→ **Supplied records**:
PR #606, opened 2021-02-01
Fixes #31773 - Fix pg syntax errors when searching by taxonomy

adamruzicka:


test/unit/task_test.rb
```diff
@@ -129,6 +129,16 @@ class TasksTest < ActiveSupport::TestCase
         _ { proc { ForemanTasks::Task.search_for('duration = "25 potatoes"') } }.must_raise ScopedSearch::QueryNotSupported
       end
     end
+
+    context 'by taxonomies' do
+      test 'can search by taxonomies using IN' do
+        # These raise an exception if it does not work
+        # ActiveRecord::StatementInvalid: PG::SyntaxError: ERROR:  syntax error at or near "'1'"
+        # LINE 3: ...foreman_tasks_links_taxonomy7a7295.resource_id IN '1' OR for...
```
ezr-ondrej, line 137: Should we use `assert_nothing_raised` instead of the comment here?
We can have details of the exception in commit description, but I don't think it belongs to a comment :thinking:

ezr-ondrej (commented):
Just a test nit, but the change works :+1:

app/models/foreman_tasks/task/search.rb
```diff
@@ -20,7 +20,7 @@ def search_by_taxonomy(key, operator, value)
             foreman_tasks_links_taxonomy#{uniq_suffix}.resource_type = '#{resource_type}')
         SQL
         # Select only those tasks which either have the correct taxonomy or are not related to any
-        sql = "foreman_tasks_links_taxonomy#{uniq_suffix}.resource_id #{operator} ? OR foreman_tasks_links_taxonomy#{uniq_suffix}.resource_id IS NULL"
```
ezr-ondrej, line 23: wait, can't the operator be something else then `IN` would this work with `=` ? Could we add test for that as well?

adamruzicka: It can, but then the parentheses just group the expression within them, even if it is just a single value

ezr-ondrej (approved):
Thanks @adamruzicka !

PR #608, opened 2021-02-15
Fixes #31843 - Make sure logging context doesn't get wiped too early

adamruzicka:
The logging context storing middleware was being run after first round of execution plan hooks, which already wiped the logging context.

→ **Work request**:
Look over the records above and copy each line that includes the string "syntax".

→ **Exercise output**:
Fixes #31773 - Fix pg syntax errors when searching by taxonomy
+        # ActiveRecord::StatementInvalid: PG::SyntaxError: ERROR:  syntax error at or near "'1'"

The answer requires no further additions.